* _DATA FOR ANALYSIS_
================

PR #685, opened 2023-09-25
[CILogon] Rename allowed_idps to idps (deprecation, not removal)

### LINKED ISSUE #683: [CILogon] Rename `allowed_idps` to `idps` in a non-breaking way?
I think the name `allowed_idps` causes some confusion in oauthenticator v16, and that it should be non-breakingly renamed to just `idps` with a deprecation warning for users still using the `allowed_idps` name.

With a name like `idps`, there is no hint about users from a specific ipd would be allowed or simiarly. Configuring idps is about describing what users we can authenticate/recognize, while `allowed` refers to what users we authorize/allow. Since configuring an idp to be used to authenticate a user doesn't go hand in hand with authorizing a user, I think it should be renamed for clarity.

Together with the proposal in #682, the config for CILogon that is associated with authorizing users then become the following:

- `OAuthenticator.allow_all`
- `OAuthenticator.allowed_users`
- `OAuthenticator.admin_users`
- `OAuthenticator.allow_existing_users`
- `CILogonOAuthenticator.idps[<some idp>].allowed_domains`
- `CILogonOAuthenticator.idps[<some idp>].allow_all`

## Proposal

Rename `allowed_idps` to `idps`, making `allowed_idps` still work as an alias for `idps`, but come with a deprecation warning.

consideRatio:
- Fixes #683

Note that the tests passes for the first commit that runs tests against the old name, but also for the last commit that runs tests against the new name. Like this, I feel quite confident we haven't messed up our deprecation logic, and that makes me confident enough to suggest this name change.

image

### DIFF
--- a/docs/source/tutorials/provider-specific-setup/providers/cilogon.md
+++ b/docs/source/tutorials/provider-specific-setup/providers/cilogon.md
@@ -21,4 +21,4 @@ c.OAuthenticator.client_secret = "[your oauth2 application secret]"
 CILogonOAuthenticator expands OAuthenticator with the following required config,
 read more about it in the configuration reference:
 
-- {attr}`.CILogonOAuthenticator.allowed_idps`
+- {attr}`.CILogonOAuthenticator.idps`
--- a/oauthenticator/cilogon.py
+++ b/oauthenticator/cilogon.py
@@ -17,7 +17,7 @@ from .oauth2 import OAuthenticator, OAuthLoginHandler
 yaml = YAML(typ="safe", pure=True)
 
 
-def _get_select_idp_param(allowed_idps):
+def _get_select_idp_param(idps):
     """
     The "selected_idp" query parameter included when the user is redirected to
     CILogon should be a comma separated string of idps to choose from, where the
@@ -25,11 +25,11 @@ def _get_select_idp_param(allowed_idps):
     remaining idps has no meaning.
     """
     # pick the first idp marked as default, or fallback to the first idp
-    default_keys = [k for k, v in allowed_idps.items() if v.get("default")]
-    default_key = next(iter(default_keys), next(iter(allowed_idps)))
+    default_keys = [k for k, v in idps.items() if v.get("default")]
+    default_key = next(iter(default_keys), next(iter(idps)))
 
     # put the default idp first followed by the other idps
-    other_keys = [k for k, _ in allowed_idps.items() if k != default_key]
+    other_keys = [k for k, _ in idps.items() if k != default_key]
     selected_idp = ",".join([default_key] + other_keys)
 
     return selected_idp
@@ -41,7 +41,7 @@ class CILogonLoginHandler(OAuthLoginHandler):
     def authorize_redirect(self, *args, **kwargs):
         """
         Optionally add "skin" to redirect params, and always add "selected_idp"
-        (aka. "idphint") based on allowed_idps config.
+        (aka. "idphint") based on idps config.
 
         Related documentation at https://www.cilogon.org/oidc#h.p_IWGvXH0okDI_.
         """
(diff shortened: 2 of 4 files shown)


GeorgianaElena (commented):
Personally, I believe the original `allowed_idps` makes more sense than `idps`.

> Configuring idps is about describing what users we can authenticate/recognize, while allowed refers to what users we authorize/allow.

I believe that by configuring the `idps` dict (i.e. `allowed_idps`) we are not describing what users we can authenticate, but what users we authorize.

By default, CILogon allows users to authenticate using any idp from the entire list they support at https://cilogon.org/idplist/. If you go to https://cilogon.org/ you are presented with the entire list of idps you can use to **authenticate**.

But by configuring the `allowed_ips` dict, we are actually choosing to authorize **only** the users that use a specific idp to login. And we do this here:
https://github.com/jupyterhub/oauthenticator/blob/4bad3e819358a217d118109d9ae1d0d50fe98652/oauthenticator/cilogon.py#L32-L34
where we choose to only show the `allowed_idps` as authentication options.

And then at the lines below if any other idp is used
 https://github.com/jupyterhub/oauthenticator/blob/4bad3e819358a217d118109d9ae1d0d50fe98652/oauthenticator/cilogon.py#L302-L305.

consideRatio:
Ah think I understand what you are saying!

I agree that relating to CILogons default, we are saying what subset of idps we can use to authenticate users with - and that is a denial of authornization. I was using a narrower meaning of authorization, thinking about granting or not granting access to an already authenticated user.

---

I agree in how it can make sense to call this config `allowed_idps`, and there is some value to describing that only some idps can be used, but I'd like to champion use of `idps` further as I think the naming `allowed_idps` have too large drawbacks:

- Reading `allowed_idps` next to other config involving `alllow`, it seems ambgious what it does. I think the other `allow` config hints that it could mean the first thing below, but in practice it means the latter:
  - "allow all users authenticated via this IdP"
  - "only these idp among all cilogons supported idps are allowed to authenticate users"
- The `allowed_idps` behavior is different from `allowed_groups` in the sense that its sufficient to be part of a group in `allowed_groups`, but its not sufficient to be a user authenticated with an `allowed_idps` - the latter is just one initial requirement.

---

Maybe we could have a voice chat about this? I've found myself struggling to effectively discuss various topics by writing comments, and as this comment took me ~45-60 minutes to write it could be very helpful for me to transition to a voice chat!

GeorgianaElena:
> Maybe we could have a voice chat about this? I've found myself struggling to effectively discuss various topics by writing comments, and as this comment took me ~45-60 minutes to write it could be very helpful for me to transition to a voice chat!

Sorry for missing this message @consideRatio :( !Let me share my thoughts super quickly below and let's sync to have a chat if we still don't manage to converge.

Thank you for detailing why you are advocating to remove the `allowed` prefix from the name, given the existing context of other `allow` prefixed config. I understand and agree with you that it might cause confusion about what's its assumed meaning given the context vs what it actually does which is to only *permit* or to configure a list of *supported* IDPs for login.

In this spirit, what do you think about renaming it to `permitted_idps` or `supported_idps`, or use other prefix that implies what it does? In this way the *assumed* understanding about what this config does is more close to the truth, without being influenced by the assumed `allow` prefix meaning?

GeorgianaElena (approved):
I came across the name confusion that `allowed_idps` configuration generates, while trying to explain how the `allow_` prefixed config works.

I believe this PR will definitely make things clearer!

Thank you @consideRatio!

consideRatio:
> I came across the name confusion that `allowed_idps` configuration generates, while trying to explain how the `allow_` prefixed config works.

Me too! :D

Thank you for taking the time to think about this @GeorgianaElena, and I'm sorry for not following up on your response earlier in any way - it's always nice to have some kind of confirmation!

I resolved some issues stemming from being an old PR outdated with the main branch etc. and force-pushed a rebase. I really appreciate how thorough the test suite is in this project - it helped me now - thank you for your maintenance effort @GeorgianaElena!!!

================

* _BRIEF_
Could you retype all of the entries exactly, leaving none out?

* _REPLY_
PR #685, opened 2023-09-25
[CILogon] Rename allowed_idps to idps (deprecation, not removal)

### LINKED ISSUE #683: [CILogon] Rename `allowed_idps` to `idps` in a non-breaking way?
I think the name `allowed_idps` causes some confusion in oauthenticator v16, and that it should be non-breakingly renamed to just `idps` with a deprecation warning for users still using the `allowed_idps` name.

With a name like `idps`, there is no hint about users from a specific ipd would be allowed or simiarly. Configuring idps is about describing what users we can authenticate/recognize, while `allowed` refers to what users we authorize/allow. Since configuring an idp to be used to authenticate a user doesn't go hand in hand with authorizing a user, I think it should be renamed for clarity.

Together with the proposal in #682, the config for CILogon that is associated with authorizing users then become the following:

- `OAuthenticator.allow_all`
- `OAuthenticator.allowed_users`
- `OAuthenticator.admin_users`
- `OAuthenticator.allow_existing_users`
- `CILogonOAuthenticator.idps[<some idp>].allowed_domains`
- `CILogonOAuthenticator.idps[<some idp>].allow_all`

## Proposal

Rename `allowed_idps` to `idps`, making `allowed_idps` still work as an alias for `idps`, but come with a deprecation warning.

consideRatio:
- Fixes #683

Note that the tests passes for the first commit that runs tests against the old name, but also for the last commit that runs tests against the new name. Like this, I feel quite confident we haven't messed up our deprecation logic, and that makes me confident enough to suggest this name change.

image

### DIFF
--- a/docs/source/tutorials/provider-specific-setup/providers/cilogon.md
+++ b/docs/source/tutorials/provider-specific-setup/providers/cilogon.md
@@ -21,4 +21,4 @@ c.OAuthenticator.client_secret = "[your oauth2 application secret]"
 CILogonOAuthenticator expands OAuthenticator with the following required config,
 read more about it in the configuration reference:
 
-- {attr}`.CILogonOAuthenticator.allowed_idps`
+- {attr}`.CILogonOAuthenticator.idps`
--- a/oauthenticator/cilogon.py
+++ b/oauthenticator/cilogon.py
@@ -17,7 +17,7 @@ from .oauth2 import OAuthenticator, OAuthLoginHandler
 yaml = YAML(typ="safe", pure=True)
 
 
-def _get_select_idp_param(allowed_idps):
+def _get_select_idp_param(idps):
     """
     The "selected_idp" query parameter included when the user is redirected to
     CILogon should be a comma separated string of idps to choose from, where the
@@ -25,11 +25,11 @@ def _get_select_idp_param(allowed_idps):
     remaining idps has no meaning.
     """
     # pick the first idp marked as default, or fallback to the first idp
-    default_keys = [k for k, v in allowed_idps.items() if v.get("default")]
-    default_key = next(iter(default_keys), next(iter(allowed_idps)))
+    default_keys = [k for k, v in idps.items() if v.get("default")]
+    default_key = next(iter(default_keys), next(iter(idps)))
 
     # put the default idp first followed by the other idps
-    other_keys = [k for k, _ in allowed_idps.items() if k != default_key]
+    other_keys = [k for k, _ in idps.items() if k != default_key]
     selected_idp = ",".join([default_key] + other_keys)
 
     return selected_idp
@@ -41,7 +41,7 @@ class CILogonLoginHandler(OAuthLoginHandler):
     def authorize_redirect(self, *args, **kwargs):
         """
         Optionally add "skin" to redirect params, and always add "selected_idp"
-        (aka. "idphint") based on allowed_idps config.
+        (aka. "idphint") based on idps config.
 
         Related documentation at https://www.cilogon.org/oidc#h.p_IWGvXH0okDI_.
         """
(diff shortened: 2 of 4 files shown)


GeorgianaElena (commented):
Personally, I believe the original `allowed_idps` makes more sense than `idps`.

> Configuring idps is about describing what users we can authenticate/recognize, while allowed refers to what users we authorize/allow.

I believe that by configuring the `idps` dict (i.e. `allowed_idps`) we are not describing what users we can authenticate, but what users we authorize.

By default, CILogon allows users to authenticate using any idp from the entire list they support at https://cilogon.org/idplist/. If you go to https://cilogon.org/ you are presented with the entire list of idps you can use to **authenticate**.

But by configuring the `allowed_ips` dict, we are actually choosing to authorize **only** the users that use a specific idp to login. And we do this here:
https://github.com/jupyterhub/oauthenticator/blob/4bad3e819358a217d118109d9ae1d0d50fe98652/oauthenticator/cilogon.py#L32-L34
where we choose to only show the `allowed_idps` as authentication options.

And then at the lines below if any other idp is used
 https://github.com/jupyterhub/oauthenticator/blob/4bad3e819358a217d118109d9ae1d0d50fe98652/oauthenticator/cilogon.py#L302-L305.

consideRatio:
Ah think I understand what you are saying!

I agree that relating to CILogons default, we are saying what subset of idps we can use to authenticate users with - and that is a denial of authornization. I was using a narrower meaning of authorization, thinking about granting or not granting access to an already authenticated user.

---

I agree in how it can make sense to call this config `allowed_idps`, and there is some value to describing that only some idps can be used, but I'd like to champion use of `idps` further as I think the naming `allowed_idps` have too large drawbacks:

- Reading `allowed_idps` next to other config involving `alllow`, it seems ambgious what it does. I think the other `allow` config hints that it could mean the first thing below, but in practice it means the latter:
  - "allow all users authenticated via this IdP"
  - "only these idp among all cilogons supported idps are allowed to authenticate users"
- The `allowed_idps` behavior is different from `allowed_groups` in the sense that its sufficient to be part of a group in `allowed_groups`, but its not sufficient to be a user authenticated with an `allowed_idps` - the latter is just one initial requirement.

---

Maybe we could have a voice chat about this? I've found myself struggling to effectively discuss various topics by writing comments, and as this comment took me ~45-60 minutes to write it could be very helpful for me to transition to a voice chat!

GeorgianaElena:
> Maybe we could have a voice chat about this? I've found myself struggling to effectively discuss various topics by writing comments, and as this comment took me ~45-60 minutes to write it could be very helpful for me to transition to a voice chat!

Sorry for missing this message @consideRatio :( !Let me share my thoughts super quickly below and let's sync to have a chat if we still don't manage to converge.

Thank you for detailing why you are advocating to remove the `allowed` prefix from the name, given the existing context of other `allow` prefixed config. I understand and agree with you that it might cause confusion about what's its assumed meaning given the context vs what it actually does which is to only *permit* or to configure a list of *supported* IDPs for login.

In this spirit, what do you think about renaming it to `permitted_idps` or `supported_idps`, or use other prefix that implies what it does? In this way the *assumed* understanding about what this config does is more close to the truth, without being influenced by the assumed `allow` prefix meaning?

GeorgianaElena (approved):
I came across the name confusion that `allowed_idps` configuration generates, while trying to explain how the `allow_` prefixed config works.

I believe this PR will definitely make things clearer!

Thank you @consideRatio!

consideRatio:
> I came across the name confusion that `allowed_idps` configuration generates, while trying to explain how the `allow_` prefixed config works.

Me too! :D

Thank you for taking the time to think about this @GeorgianaElena, and I'm sorry for not following up on your response earlier in any way - it's always nice to have some kind of confirmation!

I resolved some issues stemming from being an old PR outdated with the main branch etc. and force-pushed a rebase. I really appreciate how thorough the test suite is in this project - it helped me now - thank you for your maintenance effort @GeorgianaElena!!!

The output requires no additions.